Prompt
In the records that follow, find each line with "OrderingPrevEvents" and pull it out.

Source material

PR #177, opened 2020-04-24
Implement step 5 of PDU checks for backfilling

Kegsay:
Technically it will also do step 6 but that needs the current forward extremity event ID.

### DIFF
--- a/authstate.go
+++ b/authstate.go
@@ -10,7 +10,7 @@ import (
 // StateProvider is capable of returning the room state at any point in time.
 type StateProvider interface {
 	// StateIDsAtEvent returns a list of state event IDs for the event ID provided, which represent the entire
-	// room state at that event. An empty `atEventID` means "the current room state".
+	// room state at that event.
 	StateIDsAtEvent(ctx context.Context, roomID, atEventID string) ([]string, error)
 	// StateAtEvent returns the state of the room at the given event. `eventIDs` will be populated with the output
 	// of StateIDsAtEvent to aid in event retrieval.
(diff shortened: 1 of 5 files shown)


authstate.go
```diff
@@ -0,0 +1,117 @@
...
+	"fmt"
+
+	"github.com/matrix-org/util"
+)
+
+// StateProvider is capable of returning the room state at any point in time.
+type StateProvider interface {
+	// StateIDsAtEvent returns a list of state event IDs for the event ID provided, which represent the entire
+	// room state at that event.
+	StateIDsAtEvent(ctx context.Context, roomID, atEventID string) ([]string, error)
```
neilalexander, line 14: `At` is an unclear term here when referring to state events. It would be better to use `Before` or `After` (where `Before` doesn't include state changes from the event and `After` does include them).

load.go
```diff
@@ -15,17 +15,24 @@ type EventLoadResult struct {
 
 // EventsLoader loads untrusted events and verifies them.
 type EventsLoader struct {
-	ver      RoomVersion
-	keyRing  JSONVerifier
-	provider AuthChainProvider
+	ver           RoomVersion
```
neilalexander, line 18: Pedantic but `roomVersion` would be nicer than `ver` for consistency/clarity.

authstate.go
Kegsay: I agree, and actually don't know the answer as the spec just says:

> Passes authorization rules based on the state at the event, otherwise it is rejected.

Kegsay: I guess `Before`, else if you say changed power levels to give yourself admin then you'd be able to as the state at that point would already be giving yourself admin.

PR #178, opened 2020-04-27
breaking: Modify the API for ReverseTopologicalOrdering and LoadAndVerify

Kegsay:
They now both require an `Ordering` which is usually `OrderingAuthEvents`
except in the case of backfilling, where we use `OrderingPrevEvents`.
We need to sort by prev_events for backfilling so we can make optimisations
and not call `/state_ids` repeatedly, as well as work out the state at
that event for snapshots/PDU checks.

### DIFF
--- a/stateresolutionv2.go
+++ b/stateresolutionv2.go
@@ -17,8 +17,18 @@ package gomatrixserverlib
 import (
 	"container/heap"
 	"encoding/json"
+	"fmt"
 	"sort"
 	"strconv"
+)
+
+// Ordering represents how to sort a list of events, used primarily in ReverseTopologicalOrdering
+type Ordering int
+
+// Sort events by prev_events or auth_events
+const (
+	OrderingPrevEvents Ordering = iota + 1
+	OrderingAuthEvents
 )
 
 type stateResolverV2 struct {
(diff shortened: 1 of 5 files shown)


stateresolutionv2.go
```diff
@@ -583,3 +603,98 @@ resetNoIncoming:
 	//sort.Sort(sort.Reverse(stateResV2ConflictedPowerLevelHeap(graph)))
 	return graph
 }
+
+// kahnsAlgorithmByAuthEvents is, predictably, an implementation of Kahn's
+// algorithm that uses auth events to topologically sort the input list of
```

Solution for this task
except in the case of backfilling, where we use `OrderingPrevEvents`.
+	OrderingPrevEvents Ordering = iota + 1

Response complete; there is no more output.